**AVAILABLE DATA:**

PR #1600, opened 2026-01-12
Bot CTG gameplay behaviors

sunzenshen:
## Description
Bot behaviors for playing CTG mode.

## Toolchain
- Windows MSVC VS2022

### DIFF
--- a/src/game/server/CMakeLists.txt
+++ b/src/game/server/CMakeLists.txt
@@ -1441,8 +1441,6 @@ target_sources_grouped(
     neo/bot/behavior/neo_bot_behavior.h
     neo/bot/behavior/neo_bot_command_follow.cpp
     neo/bot/behavior/neo_bot_command_follow.h
-    neo/bot/behavior/neo_bot_dead.cpp
-    neo/bot/behavior/neo_bot_dead.h
     neo/bot/behavior/neo_bot_ctg_capture.cpp
     neo/bot/behavior/neo_bot_ctg_capture.h
     neo/bot/behavior/neo_bot_ctg_carrier.cpp
@@ -1455,6 +1453,8 @@ target_sources_grouped(
     neo/bot/behavior/neo_bot_ctg_lone_wolf.h
     neo/bot/behavior/neo_bot_ctg_seek.cpp
     neo/bot/behavior/neo_bot_ctg_seek.h
+    neo/bot/behavior/neo_bot_dead.cpp
+    neo/bot/behavior/neo_bot_dead.h
     neo/bot/behavior/neo_bot_jgr_capture.cpp
     neo/bot/behavior/neo_bot_jgr_capture.h
     neo/bot/behavior/neo_bot_jgr_enemy.cpp
--- a/src/game/server/neo/bot/behavior/neo_bot_ctg_carrier.cpp
+++ b/src/game/server/neo/bot/behavior/neo_bot_ctg_carrier.cpp
@@ -125,9 +125,9 @@ void CNEOBotGhostEquipmentHandler::EquipBestWeaponForGhoster( CNEOBot *me )
 {
 	const CKnownEntity *threat = me->GetVisionInterface()->GetPrimaryKnownThreat();
 
-	CNEOBaseCombatWeapon *pActive = dynamic_cast<CNEOBaseCombatWeapon*>( me->GetActiveWeapon() );
-	CNEOBaseCombatWeapon *pGhost = dynamic_cast<CNEOBaseCombatWeapon*>( me->Weapon_GetSlot( 0 ) );
-	CNEOBaseCombatWeapon *pSecondary = dynamic_cast<CNEOBaseCombatWeapon*>( me->Weapon_GetSlot( 1 ) );
+	CNEOBaseCombatWeapon *pActive =    assert_cast<CNEOBaseCombatWeapon*>( me->GetActiveWeapon() );
+	CNEOBaseCombatWeapon *pGhost =     assert_cast<CNEOBaseCombatWeapon*>( me->Weapon_GetSlot( 0 ) );
+	CNEOBaseCombatWeapon *pSecondary = assert_cast<CNEOBaseCombatWeapon*>( me->Weapon_GetSlot( 1 ) );
 
 	// Sanity check: if we don't have the ghost, we shouldn't be in this behavior, but handle gracefully
 	if ( !pGhost ) 
@@ -177,12 +177,12 @@ void CNEOBotGhostEquipmentHandler::UpdateGhostCarrierCallout( CNEOBot *me, const
 {
 	CNEO_Player *pBestCallout = nullptr;
 	float flBestCalloutMoved = -1.0f;
-	float flBestCalloutDist = FLT_MAX;
+	float flBestCalloutDistSq = FLT_MAX;
 	bool bBestCalloutIsNew = false;
 	
 	bool bConsideringOnlyLoSEnemies = false;
 	
-	const Vector vecMyPos = me->GetAbsOrigin();
+	const Vector& vecMyPos = me->GetAbsOrigin();
 
 	for ( int i = 0; i < enemies.Count(); ++i )
 	{
@@ -205,7 +205,7 @@ void CNEOBotGhostEquipmentHandler::UpdateGhostCarrierCallout( CNEOBot *me, const
 			continue;
 		}
 
-		float flDistToMe = vecMyPos.DistTo( pPlayer->GetAbsOrigin() );
+		float flDistToMeSq = vecMyPos.DistToSqr( pPlayer->GetAbsOrigin() );
 
 		// Also take into account how much the enemy has moved since we last reported them
 		Vector vecLast = m_enemyLastPos[ idx ];
@@ -226,16 +226,16 @@ void CNEOBotGhostEquipmentHandler::UpdateGhostCarrierCallout( CNEOBot *me, const
 				pBestCallout = pPlayer;
 				bBestCalloutIsNew = bIsNew;
 				flBestCalloutMoved = flMoved;
-				flBestCalloutDist = flDistToMe;
+				flBestCalloutDistSq = flDistToMeSq;
 			}
 			else
 			{
-				if ( flDistToMe < flBestCalloutDist )
+				if ( flDistToMeSq < flBestCalloutDistSq )
 				{
 					pBestCallout = pPlayer;
 					bBestCalloutIsNew = bIsNew;
 					flBestCalloutMoved = flMoved;
-					flBestCalloutDist = flDistToMe;
+					flBestCalloutDistSq = flDistToMeSq;
 				}
 			}
 			continue;
@@ -252,7 +252,7 @@ void CNEOBotGhostEquipmentHandler::UpdateGhostCarrierCallout( CNEOBot *me, const
 			pBestCallout = pPlayer;
 			bBestCalloutIsNew = bIsNew;
 			flBestCalloutMoved = flMoved;
-			flBestCalloutDist = flDistToMe;
+			flBestCalloutDistSq = flDistToMeSq;
 			continue;
 		}
 
@@ -261,7 +261,7 @@ void CNEOBotGhostEquipmentHandler::UpdateGhostCarrierCallout( CNEOBot *me, const
 		{
 			pBestCallout = pPlayer;
 			bBestCalloutIsNew = true;
-			flBestCalloutDist = flDistToMe;
+			flBestCalloutDistSq = flDistToMeSq;
 			flBestCalloutMoved = 0;
 			continue;
 		}
@@ -276,10 +276,10 @@ void CNEOBotGhostEquipmentHandler::UpdateGhostCarrierCallout( CNEOBot *me, const
 		if ( bIsNew )
 		{
 			// Both New: Tie breaker is distance to me (closest first)
-			if ( flDistToMe < flBestCalloutDist )
+			if ( flDistToMeSq < flBestCalloutDistSq )
 			{
 				pBestCallout = pPlayer;
-				flBestCalloutDist = flDistToMe;
+				flBestCalloutDistSq = flDistToMeSq;
 			}
 		}
 		else
@@ -291,11 +291,11 @@ void CNEOBotGhostEquipmentHandler::UpdateGhostCarrierCallout( CNEOBot *me, const
 			if ( FloatMakePositive( diff ) < 100.0f )
 			{
 				// Roughly same movement, tie breaker is closest distance
-				if ( flDistToMe < flBestCalloutDist )
+				if ( flDistToMeSq < flBestCalloutDistSq )
 				{
 					pBestCallout = pPlayer;
 					flBestCalloutMoved = flMoved;
-					flBestCalloutDist = flDistToMe;
+					flBestCalloutDistSq = flDistToMeSq;
 				}
 			}
 			else if ( diff > 0.0f )
@@ -303,7 +303,7 @@ void CNEOBotGhostEquipmentHandler::UpdateGhostCarrierCallout( CNEOBot *me, const
 				// Distinctly moved more
 				pBestCallout = pPlayer;
 				flBestCalloutMoved = flMoved;
-				flBestCalloutDist = flDistToMe;
+				flBestCalloutDistSq = flDistToMeSq;
 			}
 		}
 	}
@@ -583,8 +583,8 @@ void CNEOBotCtgCarrier::UpdateFollowPath( CNEOBot *me, const CUtlVector<CNEO_Pla
 
 	if ( pTargetTeammate )
 	{
-		float flDistToTeammate = me->GetAbsOrigin().DistTo( pTargetTeammate->GetAbsOrigin() );
-		if ( flDistToTeammate < 100.0f )
+		float flDistToTeammateSq = me->GetAbsOrigin().DistToSqr( pTargetTeammate->GetAbsOrigin() );
+		if ( flDistToTeammateSq < ( 100.0f * 100.0f ) )
 		{
 			m_chasePath.Invalidate();
 			return;
--- a/src/game/server/neo/bot/behavior/neo_bot_ctg_escort.cpp
+++ b/src/game/server/neo/bot/behavior/neo_bot_ctg_escort.cpp
@@ -92,7 +92,8 @@ ActionResult< CNEOBot >	CNEOBotCtgEscort::Update( CNEOBot *me, float interval )
 			// Look away from the carrier to cover their blind spots
 			Vector vecFromCarrier = me->GetAbsOrigin() - pGhostCarrier->GetAbsOrigin();
 			vecFromCarrier.z = 0.0f; // Bias towards horizontal scanning
-			if ( VectorNormalize( vecFromCarrier ) > 0.1f )
+			// CNEOBotTacticalMonitor::AvoidBumpingFriends handles <32hu distance
+			if ( VectorNormalize( vecFromCarrier ) > 32.0f )
 			{
 				// Look at a point far away in the opposite direction of the carrier
 				Vector vecLookTarget = me->EyePosition() + ( vecFromCarrier * 500.0f );
@@ -176,7 +177,7 @@ ActionResult< CNEOBot >	CNEOBotCtgEscort::Update( CNEOBot *me, float interval )
 
 		m_chasePath.Invalidate();
 
-		Vector vecMoveTarget = m_vecGoalPos;
+		Vector& vecMoveTarget = m_vecGoalPos;
 
 
 		if ( m_role == ROLE_SCREEN && pBotGhostCarrier )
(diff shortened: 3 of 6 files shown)


src/game/server/CMakeLists.txt
```diff
@@ -1460,6 +1472,8 @@ target_sources_grouped(
     neo/bot/behavior/neo_bot_scenario_monitor.h
     neo/bot/behavior/neo_bot_seek_and_destroy.cpp
     neo/bot/behavior/neo_bot_seek_and_destroy.h
+    neo/bot/behavior/neo_bot_seek_weapon.cpp
+    neo/bot/behavior/neo_bot_seek_weapon.h
```
sunzenshen, line 1483: TODO: Rebase when #1583 gets merged in.

src/game/server/neo/bot/behavior/neo_bot_ctg_lone_wolf.cpp
```diff
@@ -0,0 +1,501 @@
...
+		}
+	}
+
+	// We dropped the ghost to hunt a threat.
+	if ( m_bPursuingDropThreat )
+	{
+		// First, ensure we have a weapon.
+		if ( !me->Weapon_GetSlot( 0 ) )
+		{
+			return SuspendFor( new CNEOBotSeekWeapon(), "Scavenging for weapon to hunt threat" );
```
sunzenshen, line 65: Dependency on #1583 comes from behaviors related to dropping weapons/ghost and needing to scavenge for weapons.

src/game/server/neo/bot/neo_bot_path_cost.cpp
```diff
@@ -114,6 +114,15 @@ float CNEOBotPathCost::operator()(CNavArea* baseArea, CNavArea* fromArea, const
...
 		{
 			cost += CNEOBotPathReservations()->GetPredictedFriendlyPathCount(area->GetID(), m_me->GetTeamNumber()) * neo_bot_path_reservation_penalty.GetFloat();
+
+			if (m_routeType == SAFEST_ROUTE)
+			{
+				// NEO Jank Cheat: Incorporate enemy bot paths so that we don't run directly into their line of fire
+				// Intended for use by ghost carrier team, to emulate a team that knows where enemies are likely to ambush
+				// Compensates for bots' lack of meta knowledge by making them prefer routes not reserved by enemies
+				// Adheres to cheat against bots but not against humans philosophy by not considering human players' positions
+				cost += CNEOBotPathReservations()->GetPredictedFriendlyPathCount(area->GetID(), GetEnemyTeam(m_me->GetTeamNumber())) * neo_bot_path_reservation_penalty.GetFloat() * 2;
```
sunzenshen, line 125: This is why I changed the SAFEST_ROUTE parameters for other path calculations not related to the ghost.  There wasn't any existing handling with this case beyond some stubs related to combat areas, so this was the cleanest way I could think of for choosing paths as a ghoster team.

src/game/server/neo/bot/behavior/neo_bot_get_health.cpp
```diff
@@ -175,7 +175,7 @@ ActionResult< CNEOBot >	CNEOBotGetHealth::OnStart( CNEOBot *me, Action< CNEOBot
 	m_healthKit = s_possibleHealth;
 	m_isGoalCharger = m_healthKit->ClassMatches( "*charger*" );
 
-	if (!CNEOBotPathCompute(me, m_path, m_healthKit->WorldSpaceCenter(), SAFEST_ROUTE))
+	if (!CNEOBotPathCompute(me, m_path, m_healthKit->WorldSpaceCenter(), DEFAULT_ROUTE))
```
sunzenshen, line 178: See neo_bot_path_cost.cpp for why these route type changes.

sunzenshen:
Rebased on top of the bot command branch, so now the following debug commands are available:

```
sv_neo_bot_cmdr_enable 1;
neo_ctg_round_timelimit 99;
```

This PR doesn't really need bot commands for testing, but might be worth thinking of test scenarios where the CTG behaviors and bot commands may interact.

I guess one possible interaction to look into after a first pass of feedback is that a bot holding the ghost will not report enemy positions to teammates, as they will be in the follow behavior.  Maybe I should move the enemy reporting code into neo_bot_tactical_monitor and make it a general behavior to report ghoster targets (if the bot has the ghost equipped), instead of making it limited to the ghost carrier behavior.

AdamTadeusz:
One problem I've noticed with the bots "seeing" the ghoster is that they will immediately lock onto them and pop their cloak as if they are about to engage in combat, even if the ghoster is on the other side of the map, which causes the non ghoster team to not really check their angles at all. I realise that a more sophisticated solution will require a lot more work so this isnt a deal breaker for me, but I think its something we should consider in the future.

One way to cheaply check whether the ghoster is "around the corner" and worth pursuing with the kind of determination bots show at the moment from across the map could be to check whether the ghoster is in the bot's PVS given how the potentially visible set tends to extend past corners for some distance, though I don't know how this check works with the ghoster always being networked. And again I don't think this is something that has to be fixed in this PR necessarily

src/game/server/neo/bot/behavior/neo_bot_ctg_carrier.cpp
```diff
@@ -0,0 +1,653 @@
...
+				}
+				pBot->GetVisionInterface()->AddKnownEntity( pFocus ); // keep after ForgetEntity
+			}
+		}
+
+		me->GetBodyInterface()->AimHeadTowards( pFocus->WorldSpaceCenter(), IBody::IMPORTANT, 1.0f, nullptr, "Ghost carrier focus look" );
+	}
+}
+
+void CNEOBotGhostEquipmentHandler::EquipBestWeaponForGhoster( CNEOBot *me )
```
AdamTadeusz, line 124: I don't know if we will keep this feature, but perhaps the bots can consider the value of sv_neo_ctg_ghost_beacons_when_inactive when deciding what weapon to equip

AdamTadeusz (approved):

src/game/server/neo/bot/behavior/neo_bot_ctg_carrier.cpp
sunzenshen: I considered this idea and even started implementing it, but then I started thinking that honestly the bot callouts for their bot teammates are accurate enough that I'd rather not give bots another unfair advantage over human players. I think it's fine to keep the bots following the base rules for CTG even when sv_neo_ctg_ghost_beacons_when_inactive is true, as I think it's more fun when you can disrupt a bot's callouts by aggro'ing them, etc.

sv_neo_ctg_ghost_beacons_when_inactive  is pretty much a cheat for human players who are too shy to pick up the ghost, and bots may not need that extra incentive for now.  Bots are also much more fluent than humans at swapping to their sidearm and engaging targets. I think it's fine if the bots have a consistent time penalty of having to switch to their sidearm from the ghost.

(We can reconsider this in a new PR, but I'd like to keep this discussion out of scope for this PR.)

src/game/server/neo/bot/behavior/neo_bot_ctg_carrier.cpp
```diff
@@ -0,0 +1,653 @@
...
+{
+	const CKnownEntity *threat = me->GetVisionInterface()->GetPrimaryKnownThreat();
+
+	CNEOBaseCombatWeapon *pActive = dynamic_cast<CNEOBaseCombatWeapon*>( me->GetActiveWeapon() );
+	CNEOBaseCombatWeapon *pGhost = dynamic_cast<CNEOBaseCombatWeapon*>( me->Weapon_GetSlot( 0 ) );
+	CNEOBaseCombatWeapon *pSecondary = dynamic_cast<CNEOBaseCombatWeapon*>( me->Weapon_GetSlot( 1 ) );
```
Rainyan: This seems to be running at a 0.1 seconds update interval which isn't that often, so it doesn't have too bad of a performance impact, but these could probably be swapped for `assert_cast` to make the cast faster for release builds.

src/game/server/neo/bot/behavior/neo_bot_ctg_carrier.cpp
```diff
@@ -0,0 +1,653 @@
...
+void CNEOBotGhostEquipmentHandler::UpdateGhostCarrierCallout( CNEOBot *me, const CUtlVector<CNEO_Player*> &enemies )
+{
+	CNEO_Player *pBestCallout = nullptr;
+	float flBestCalloutMoved = -1.0f;
+	float flBestCalloutDist = FLT_MAX;
+	bool bBestCalloutIsNew = false;
+	
+	bool bConsideringOnlyLoSEnemies = false;
+	
+	const Vector vecMyPos = me->GetAbsOrigin();
```
Rainyan: `vecMyPos` could be made `const Vector&` to avoid the copy

src/game/server/neo/bot/behavior/neo_bot_ctg_carrier.cpp
```diff
@@ -0,0 +1,653 @@
...
+	{
+		Vector bestPos = CNEO_Player::VECTOR_INVALID_WAYPOINT;
+		float flNearestCapDistSq = FLT_MAX;
+		for( int i=0; i<NEORules()->m_pGhostCaps.Count(); ++i )
+		{
+			CNEOGhostCapturePoint *pCapPoint = dynamic_cast<CNEOGhostCapturePoint*>( UTIL_EntityByIndex( NEORules()->m_pGhostCaps[i] ) );
+			if (!pCapPoint)
+			{
+				continue;
+			}
```
Rainyan, line 402: It's a bit unfortunate that we have to dynamic_cast here, might be nicer if `m_pGhostCaps` stored `CUtlVector<CHandle<CNEOGhostCapturePoint>>` to avoid it, and the risk of the cached entindex going stale. Maybe out of scope for this PR, but we should probably refactor it at  some point.

src/game/server/neo/bot/behavior/neo_bot_ctg_carrier.cpp
```diff
@@ -0,0 +1,653 @@
...
+		{
+			// regroup with nearest friendlies if alone for too long
+			pTargetTeammate = pTeammateNearestToMe;
+		}
+	}
+
+	if ( pTargetTeammate )
+	{
+		float flDistToTeammate = me->GetAbsOrigin().DistTo( pTargetTeammate->GetAbsOrigin() );
+		if ( flDistToTeammate < 100.0f )
```
Rainyan: Nit: could optimize to squared check < 100*100 to avoid the sqrt

src/game/server/neo/bot/behavior/neo_bot_ctg_escort.cpp
```diff
@@ -0,0 +1,349 @@
...
+	{
+		m_lostSightOfCarrierTimer.Invalidate();
+
+		if ( !m_bHasGoal )
+		{
+			// Asymmetric defense: No goal cap zone, so defend the carrier.
+			// Look away from the carrier to cover their blind spots
+			Vector vecFromCarrier = me->GetAbsOrigin() - pGhostCarrier->GetAbsOrigin();
+			vecFromCarrier.z = 0.0f; // Bias towards horizontal scanning
+			if ( VectorNormalize( vecFromCarrier ) > 0.1f )
```
Rainyan: What does this > 0.1 comparison do? If it's a look direction thing, should we be using a dot product? Or am I thinking about this wrong

src/game/server/neo/bot/behavior/neo_bot_ctg_escort.cpp
```diff
@@ -0,0 +1,349 @@
...
+				// Hold position
+				m_chasePath.Invalidate();
+				m_path.Invalidate();
+			}
+			return Continue();
+		}
+
+		m_chasePath.Invalidate();
+
+		Vector vecMoveTarget = m_vecGoalPos;
```
Rainyan: This could probably be `Vector&` to avoid the copy.

src/game/server/neo/bot/behavior/neo_bot_ctg_escort.cpp
```diff
@@ -0,0 +1,349 @@
...
+	const int iMyTeam = me->GetTeamNumber();
+
+	// Collect candidates and process roles in one pass
+	float flBestDistToGoal = FLT_MAX;
+	float flBestDistToCarrier = FLT_MAX;
+	float flSecondBestDistToCarrier = FLT_MAX;
+	CNEO_Player* pBestToCarrier = nullptr;
+	CNEO_Player* pSecondBestToCarrier = nullptr;
+
+	Vector vecCarrierOrigin = pGhostCarrier->GetAbsOrigin();
```
Rainyan: Could be `const Vector&` to avoid the vector copy

src/game/server/neo/bot/behavior/neo_bot_ctg_escort.cpp
```diff
@@ -0,0 +1,349 @@
...
+
+	for ( int i = 1; i <= gpGlobals->maxClients; i++ )
+	{
+		CNEO_Player *pPlayer = ToNEOPlayer( UTIL_PlayerByIndex( i ) );
+		if ( !pPlayer || !pPlayer->IsAlive() || pPlayer->GetTeamNumber() != iMyTeam || pPlayer == pGhostCarrier )
+		{
+			continue;
+		}
+
+		Vector vecPlayerOrigin = pPlayer->GetAbsOrigin();
```
Rainyan: Preferably `const Vector&`

src/game/server/neo/bot/behavior/neo_bot_ctg_lone_wolf.cpp
```diff
@@ -0,0 +1,501 @@
...
+			// Aggressively reload due to lack of backup
+			me->PressReloadButton();
+		}
+	}
+
+	// We dropped the ghost to hunt a threat.
+	if ( m_bPursuingDropThreat )
+	{
+		// First, ensure we have a weapon.
+		if ( !me->Weapon_GetSlot( 0 ) )
```
Rainyan, line 63: Might've been an odd coincidence, but while observing the bots in this PR, I spotted one occurrence of the lone ghoster dropping the ghost, switching to pistol, and then running straight ahead, which resulted in them picking up the ghost again in their back. Then they tried to fight the enemy team with the pistol whilst still having the ghost in their back passively broadcasting their exact location to the enemy.

This is actually a pretty common mistake for newer players, so maybe we'd actually want the easier bots to be susceptible. But maybe there's some way to detect the inactive ghost in the inventory and drop it if it's not wanted by the bot (and also avoid the ghost pickup if the bot wants a gun and not a ghost). Hackier solutions could involve being able to toss the ghost to the opposite direction of where the bot wants to go, or being able to refuse the ghost pickup at will, although personally I'd prefer the bots have as little non-human special powers as possible.

But anyway, these kinds of things are probably out of scope for this PR and could be enhanced at some later time, so I don't have any actual request for changes here.

src/game/server/neo/bot/behavior/neo_bot_ctg_lone_wolf.cpp
```diff
@@ -0,0 +1,501 @@
...
+
+	// Occasionally reconsider which cap zone is our goal
+	if ( !m_capPointUpdateTimer.HasStarted() || m_capPointUpdateTimer.IsElapsed() )
+	{
+		m_closestCapturePoint = CNEO_Player::VECTOR_INVALID_WAYPOINT;
+		float flNearestCapDist = FLT_MAX;
+		
+		if ( NEORules()->m_pGhostCaps.Count() > 0 )
+		{
+			Vector vecStart = me->IsCarryingGhost() ? me->GetAbsOrigin() : m_hGhost->GetAbsOrigin();
```
Rainyan: Would prefer `const Vector& vecStart = ...` to avoid making a copy

src/game/server/neo/bot/behavior/neo_bot_ctg_lone_wolf.cpp
```diff
@@ -0,0 +1,501 @@
...
+				}
+			}
+		}
+		m_capPointUpdateTimer.Start( RandomFloat( 0.5f, 1.0f ) );
+	}
+
+	float flDistGhostToGoal = FLT_MAX;
+	if ( m_closestCapturePoint != CNEO_Player::VECTOR_INVALID_WAYPOINT )
+	{
+		Vector vecStart = me->IsCarryingGhost() ? me->GetAbsOrigin() : m_hGhost->GetAbsOrigin();
```
Rainyan: Preferably `const Vector& vecStart`

src/game/server/neo/bot/behavior/neo_bot_ctg_lone_wolf.cpp
```diff
@@ -0,0 +1,501 @@
...
+	
+	for ( int i = 1; i <= gpGlobals->maxClients; i++ )
+	{
+		CNEO_Player *pPlayer = ToNEOPlayer( UTIL_PlayerByIndex( i ) );
+		if ( pPlayer && pPlayer->IsAlive() && pPlayer->GetTeamNumber() != me->GetTeamNumber() )
+		{
+			iEnemyTeamCount++;
+			if ( m_closestCapturePoint != CNEO_Player::VECTOR_INVALID_WAYPOINT )
+			{
+				float d = pPlayer->GetAbsOrigin().DistTo( m_closestCapturePoint );
```
Rainyan: Nit: could probably refactor these comparisons to squared distance? Or if it gets too messy then no big deal.

src/game/server/neo/bot/behavior/neo_bot_ctg_lone_wolf.h
```diff
@@ -0,0 +1,44 @@
...
+	CountdownTimer m_lookAroundTimer;
+	CountdownTimer m_stalemateTimer;
+
+	CountdownTimer m_capPointUpdateTimer;
+	Vector m_closestCapturePoint;
+
+	CUtlVector< CNavArea * > m_visibleAreas;
+};
+
+#endif // NEO_BOT_CTG_LAST_STAND_H
```
Rainyan: Mismatching preprocessor guard comment for the closing `NEO_BOT_CTG_LONE_WOLF_H` at the end of this line 44.

AFAIK we also have full support for `#pragma once` on all platforms/compilers that we target btw, which would be terser than the `ifndef ... define ... endif` pattern.

src/game/server/neo/bot/behavior/neo_bot_ctg_seek.cpp
```diff
@@ -0,0 +1,144 @@
...
+			{
+				if ( me->IsLineOfSightClear( m_hTargetEntity, CBaseCombatCharacter::IGNORE_ACTORS ) )
+				{
+					const char *classname = m_hTargetEntity->GetClassname();
+					if ( FStrEq( classname, "weapon_ghost" ) )
+					{
+						CBaseCombatWeapon* pWeapon = m_hTargetEntity->MyCombatWeaponPointer();
+						if ( pWeapon && !pWeapon->GetOwner() )
+						{
+							CWeaponGhost *pGhost = dynamic_cast<CWeaponGhost*>( m_hTargetEntity.Get() );
```
Rainyan: Nit: `assert_cast` should be safe here for better perf than `dynamic_cast`, and it should be safe to do since we do the classname check above.

src/game/server/CMakeLists.txt
```diff
@@ -1443,6 +1443,18 @@ target_sources_grouped(
     neo/bot/behavior/neo_bot_command_follow.h
     neo/bot/behavior/neo_bot_dead.cpp
     neo/bot/behavior/neo_bot_dead.h
+    neo/bot/behavior/neo_bot_ctg_capture.cpp
```
Rainyan: Nit: the `...neo_bot_dead...` would alphabetically go below these newly added behaviors

src/game/server/neo/bot/behavior/neo_bot_ctg_escort.cpp
sunzenshen: The original intent was to make sure the vector length isn't zero or negative but maybe this is a redundant check (on reflection, those values seem unlikely for a length of a vector, even when a bot is on top of a ghost carrier).  Maybe this should be larger than 32 hu in order to skip this forced look if a bot is directly inside of a ghost carrier, but I was kind of relying on the teammate bumping avoidance behavior to sort out any rough spots. (Taking a look though.)

src/game/server/neo/bot/behavior/neo_bot_ctg_lone_wolf.cpp
sunzenshen: I agree that ideally we would find a solution for the accidental ghost pickup, but honestly this edge case was why I introduced m_bPursuingDropThreat above.  The scenario I had in mind was a ghoster trying to drop the ghost and fumbling the drop, while in full or imminent view of an enemy.  In that case, continuing to try to drop the ghost, especially in a claustrophobic environment seems to me a bigger risk than pursuing the enemy while having their location be known.

Plus diagnosing why a bot might pick up the wrong weapon might be easier to code review in a PR that doesn't have the other changes.

src/game/server/neo/bot/behavior/neo_bot_ctg_escort.cpp
Rainyan: Ah I see, the function returns the magnitude before the normalization.

Rainyan (approved):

**YOUR TASK:** Gather from the data above every line with the string "reconsider".

**FINAL ANSWER:**
(We can reconsider this in a new PR, but I'd like to keep this discussion out of scope for this PR.)
+	// Occasionally reconsider which cap zone is our goal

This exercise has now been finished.